What is expected = Take the data below and extract the lines from the one with "PR #12850, opened 2016-05-11" to the one with "--- a/diagnostics/app/controllers/DiagnosticsController.scala", inclusive, exactly as written.

————————

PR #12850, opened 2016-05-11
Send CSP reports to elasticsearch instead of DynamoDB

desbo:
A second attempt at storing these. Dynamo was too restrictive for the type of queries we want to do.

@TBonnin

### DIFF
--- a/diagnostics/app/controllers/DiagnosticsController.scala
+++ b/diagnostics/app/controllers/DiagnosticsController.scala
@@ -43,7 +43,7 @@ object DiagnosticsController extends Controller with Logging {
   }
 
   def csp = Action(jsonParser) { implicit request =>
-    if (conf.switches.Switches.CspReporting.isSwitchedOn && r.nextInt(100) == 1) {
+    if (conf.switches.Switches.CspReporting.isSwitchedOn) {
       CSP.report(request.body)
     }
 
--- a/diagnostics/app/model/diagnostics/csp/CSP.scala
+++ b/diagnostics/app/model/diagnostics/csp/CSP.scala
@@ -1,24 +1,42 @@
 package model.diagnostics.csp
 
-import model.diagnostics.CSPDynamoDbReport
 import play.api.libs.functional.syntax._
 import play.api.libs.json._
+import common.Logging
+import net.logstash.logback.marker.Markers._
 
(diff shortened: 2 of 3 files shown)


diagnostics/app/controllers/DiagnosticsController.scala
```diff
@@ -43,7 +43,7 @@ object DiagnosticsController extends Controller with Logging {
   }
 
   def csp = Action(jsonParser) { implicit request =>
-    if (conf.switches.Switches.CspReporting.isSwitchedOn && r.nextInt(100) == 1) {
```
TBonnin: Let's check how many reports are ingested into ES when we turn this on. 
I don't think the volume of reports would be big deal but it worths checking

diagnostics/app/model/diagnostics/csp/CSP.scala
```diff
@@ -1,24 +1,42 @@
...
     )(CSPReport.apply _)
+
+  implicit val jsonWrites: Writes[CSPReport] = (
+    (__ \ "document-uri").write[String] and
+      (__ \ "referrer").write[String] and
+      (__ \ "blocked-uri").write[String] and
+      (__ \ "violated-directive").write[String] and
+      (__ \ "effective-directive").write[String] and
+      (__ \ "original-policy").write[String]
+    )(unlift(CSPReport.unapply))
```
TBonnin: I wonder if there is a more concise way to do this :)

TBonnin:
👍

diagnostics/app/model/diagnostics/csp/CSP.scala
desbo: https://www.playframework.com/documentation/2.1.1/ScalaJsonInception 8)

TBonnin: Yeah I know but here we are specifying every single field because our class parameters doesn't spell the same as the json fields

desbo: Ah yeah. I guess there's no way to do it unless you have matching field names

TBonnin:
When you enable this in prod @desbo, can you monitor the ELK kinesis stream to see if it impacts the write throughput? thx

————————

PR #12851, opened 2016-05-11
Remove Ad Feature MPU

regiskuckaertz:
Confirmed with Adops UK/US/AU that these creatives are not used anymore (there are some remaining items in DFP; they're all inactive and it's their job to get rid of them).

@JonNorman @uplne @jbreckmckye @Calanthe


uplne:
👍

————————

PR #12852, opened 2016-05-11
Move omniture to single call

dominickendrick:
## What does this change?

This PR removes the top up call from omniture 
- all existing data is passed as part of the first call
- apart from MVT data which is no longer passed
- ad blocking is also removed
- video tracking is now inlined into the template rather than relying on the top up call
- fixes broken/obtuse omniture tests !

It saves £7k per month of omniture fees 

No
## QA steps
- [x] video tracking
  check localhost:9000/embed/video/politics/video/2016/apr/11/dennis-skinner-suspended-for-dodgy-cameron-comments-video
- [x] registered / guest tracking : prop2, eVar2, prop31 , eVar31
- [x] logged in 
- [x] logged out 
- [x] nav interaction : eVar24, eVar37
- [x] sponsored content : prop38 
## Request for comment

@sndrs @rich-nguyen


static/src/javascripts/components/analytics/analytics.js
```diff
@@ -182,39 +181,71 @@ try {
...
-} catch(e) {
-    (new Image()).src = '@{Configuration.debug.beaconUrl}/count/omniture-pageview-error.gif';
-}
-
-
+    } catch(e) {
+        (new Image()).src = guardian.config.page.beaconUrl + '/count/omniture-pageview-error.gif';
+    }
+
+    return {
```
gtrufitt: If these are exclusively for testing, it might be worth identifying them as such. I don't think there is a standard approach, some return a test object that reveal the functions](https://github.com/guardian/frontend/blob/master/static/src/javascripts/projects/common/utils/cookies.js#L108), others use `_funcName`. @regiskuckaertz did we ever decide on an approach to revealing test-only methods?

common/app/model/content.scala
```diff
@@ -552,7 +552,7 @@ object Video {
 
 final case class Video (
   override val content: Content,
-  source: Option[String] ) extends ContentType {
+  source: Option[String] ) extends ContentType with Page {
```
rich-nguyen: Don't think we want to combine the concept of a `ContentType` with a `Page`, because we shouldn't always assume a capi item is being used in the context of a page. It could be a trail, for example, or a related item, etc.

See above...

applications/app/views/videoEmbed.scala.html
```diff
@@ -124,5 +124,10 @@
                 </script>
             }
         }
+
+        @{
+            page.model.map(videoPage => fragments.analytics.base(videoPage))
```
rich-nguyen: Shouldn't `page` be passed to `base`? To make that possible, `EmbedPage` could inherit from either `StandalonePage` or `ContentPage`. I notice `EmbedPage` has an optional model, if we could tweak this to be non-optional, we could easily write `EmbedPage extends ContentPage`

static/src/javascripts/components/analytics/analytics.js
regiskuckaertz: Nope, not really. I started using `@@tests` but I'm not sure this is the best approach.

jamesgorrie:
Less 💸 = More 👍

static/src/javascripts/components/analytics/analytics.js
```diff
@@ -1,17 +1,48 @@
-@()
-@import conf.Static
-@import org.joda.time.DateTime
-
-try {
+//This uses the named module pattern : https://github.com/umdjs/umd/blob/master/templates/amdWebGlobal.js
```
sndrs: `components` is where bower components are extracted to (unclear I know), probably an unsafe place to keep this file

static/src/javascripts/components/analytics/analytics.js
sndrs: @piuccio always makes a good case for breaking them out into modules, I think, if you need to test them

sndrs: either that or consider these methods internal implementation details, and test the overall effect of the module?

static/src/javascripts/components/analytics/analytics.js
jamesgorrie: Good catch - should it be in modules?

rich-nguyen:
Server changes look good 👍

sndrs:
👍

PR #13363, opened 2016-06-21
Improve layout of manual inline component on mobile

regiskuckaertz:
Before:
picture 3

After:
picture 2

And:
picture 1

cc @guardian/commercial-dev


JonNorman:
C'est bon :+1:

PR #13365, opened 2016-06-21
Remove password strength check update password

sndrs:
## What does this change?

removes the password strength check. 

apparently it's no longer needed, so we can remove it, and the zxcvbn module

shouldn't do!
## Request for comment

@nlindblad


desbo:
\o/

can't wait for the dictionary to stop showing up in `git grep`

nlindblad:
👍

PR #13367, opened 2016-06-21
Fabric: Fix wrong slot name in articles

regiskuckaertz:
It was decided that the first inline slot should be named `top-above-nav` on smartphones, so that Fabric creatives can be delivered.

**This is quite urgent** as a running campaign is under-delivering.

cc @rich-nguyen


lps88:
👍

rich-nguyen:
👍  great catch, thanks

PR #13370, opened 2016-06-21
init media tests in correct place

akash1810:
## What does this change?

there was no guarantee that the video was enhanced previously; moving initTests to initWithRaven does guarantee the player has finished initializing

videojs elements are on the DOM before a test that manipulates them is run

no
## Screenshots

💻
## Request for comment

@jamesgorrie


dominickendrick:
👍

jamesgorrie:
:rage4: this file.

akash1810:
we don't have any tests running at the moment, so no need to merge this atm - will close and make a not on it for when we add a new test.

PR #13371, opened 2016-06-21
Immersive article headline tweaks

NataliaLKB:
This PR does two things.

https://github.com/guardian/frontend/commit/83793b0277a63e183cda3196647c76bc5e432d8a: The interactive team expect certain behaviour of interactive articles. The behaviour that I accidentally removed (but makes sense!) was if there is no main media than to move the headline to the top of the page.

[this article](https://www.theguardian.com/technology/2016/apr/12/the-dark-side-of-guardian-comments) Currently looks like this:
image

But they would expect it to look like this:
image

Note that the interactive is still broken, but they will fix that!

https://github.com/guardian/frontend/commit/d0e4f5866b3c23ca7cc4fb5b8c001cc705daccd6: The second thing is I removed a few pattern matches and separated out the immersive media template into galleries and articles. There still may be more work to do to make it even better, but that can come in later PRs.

————————

Output for this exercise =
PR #12850, opened 2016-05-11
Send CSP reports to elasticsearch instead of DynamoDB

desbo:
A second attempt at storing these. Dynamo was too restrictive for the type of queries we want to do.

@TBonnin

### DIFF
--- a/diagnostics/app/controllers/DiagnosticsController.scala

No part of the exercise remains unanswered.